Type 5 · Detonate & Detect — safely reproduce a real PowerShell abuse technique against a shipped, intentionally-vulnerable lab target, capture the telemetry it emits, build the detection that catches it, and write the hardening that would have stopped it. (Secondary: Type 15 · Red-team-the-AI — you attack the surface Vigil runs on.) Go to the hands-on lab →  ·  Cheat sheet →

Last reviewed: 2026-07

PowerShell for Securitythe same language you build Vigil in is the attacker's favourite loader; this module makes you fluent in both directions.

In 60 seconds

PowerShell is the defender's daily language and one of the most abused execution surfaces on Windows — encoded commands, download cradles, and string obfuscation are how a decade of malware families (Emotet, Cobalt Strike, countless commodity loaders) actually land.
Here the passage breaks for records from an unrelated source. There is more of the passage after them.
PR #200, opened 2022-03-14
Variance of Laplacian

Saurav-D:
# Peer Review Information

Added code for calculating:
- Laplacian of Image
- Variance of laplacian of image
- Var of lap of background on foreground based on the bounding box information.
- Var of lap of background on foreground based on the segmentation information.
- Added notebook for visualization

# Pull Request Check List

### DIFF
--- a/datasetinsights/stats/image_analysis/laplacian.py
+++ b/datasetinsights/stats/image_analysis/laplacian.py
@@ -20,38 +20,26 @@ def laplacian_img(img_path: str) -> np.ndarray:
     return laplacian
 
 
-def get_img_var_laplacian(img_path: str) -> np.ndarray:
-    """
-    Computes laplacian and returns the focus measure(ie variance for the image)
-    Args:
-        img_path (str): Path of image
-
-    Returns:
-        Variance of Laplacian of image
-    """
-    return laplacian_img(img_path).var()
-
-
 def get_bbox_var_laplacian(
-    laplacian: np.ndarray, x: float, y: float, w: float, h: float
+    laplacian: np.ndarray, x: int, y: int, w: int, h: int
 ) -> np.ndarray:
     """
     Calculates bbox's variance of Laplacian
     Args:
         laplacian (np.ndarray): Laplacian of the image
-        x (float): the upper-left coordinate of the bounding box
-        y (float): the upper-left coordinate of the bounding box
-        w (float): width of bbox
-        h (float): height of bbox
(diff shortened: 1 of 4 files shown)


datasetinsights/stats/image_analysis/laplacian.py
```diff
@@ -0,0 +1,85 @@
...
+        np.ndarray: numpy array of Laplacian of the image
+    """
+    image = cv2.imread(img_path)
+    gray = cv2.cvtColor(image, cv2.COLOR_BGR2GRAY)
+    laplacian = cv2.Laplacian(gray, cv2.CV_64F)
+    laplacian = laplacian.astype("float")
+    return laplacian
+
+
+def get_img_var_laplacian(img_path: str) -> np.ndarray:
```
davidwang-unity: this function may be an overkill here, compared `get_img_var_laplacian(img_path)` with `laplacian_img(img_path).var()`

datasetinsights/stats/image_analysis/laplacian.py
```diff
@@ -0,0 +1,85 @@
...
+        img_path (str): Path of image
+
+    Returns:
+        Variance of Laplacian of image
+    """
+    return laplacian_img(img_path).var()
+
+
+def get_bbox_var_laplacian(
+    laplacian: np.ndarray, x: float, y: float, w: float, h: float
```
davidwang-unity: why set `x y w h` as `float` here if we need to transfer them as `int` in the function?

datasetinsights/stats/image_analysis/laplacian.py
```diff
@@ -0,0 +1,85 @@
...
+        image
+        img_var_laplacian (np.ndarray): Variance of Laplacian of background
+        of the image
+
+    """
+    bbox_var_lap = []
+    img_laplacian = laplacian
+
+    for ann in annotations:
+        x, y, w, h = ann["bbox"]
```
davidwang-unity, line 64: maybe we can directly transfer `x y w h` as `int` type here?

datasetinsights/stats/image_analysis/laplacian.py
Saurav-D: Removed

datasetinsights/stats/image_analysis/laplacian.py
Saurav-D: Fixed

davidwang-unity (approved):
LGTM!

In this module you detonate a benign copy of that technique against a shipped lab target, capture the telemetry it produces (script-block logging, Event ID 4104, and process-creation, Event ID 4688), build a detection — New-VigilDetection — that fires on the abuse and stays quiet on benign admin PowerShell, and then write the hardening that removes the attacker's advantage: script-block logging on, Constrained Language Mode, and AMSI. The detonation and detection run cross-platform in the Linux container; the two Windows-only controls (AMSI and CLM enforcement) are taught fully and left as an honest, optional Windows-VM step.

Why this matters

Every module before this one built Vigil to read Windows telemetry well. This one makes you write the telemetry — as an attacker would — so you understand the signal you're detecting from the inside. That matters because PowerShell abuse is not a corner case: it is the single most common way commodity and targeted malware runs code on Windows, precisely because pwsh/powershell.exe is signed, present everywhere, and can pull and execute a payload without ever touching disk. MITRE tracks it as T1059.001, and the obfuscation that hides it as T1027. If you can only recognise the clean version of a command, you will miss the base64--EncodedCommand version, the '{1}{0}'-f-rebuilt version, and the char-code version — which are the versions you will actually see in a log.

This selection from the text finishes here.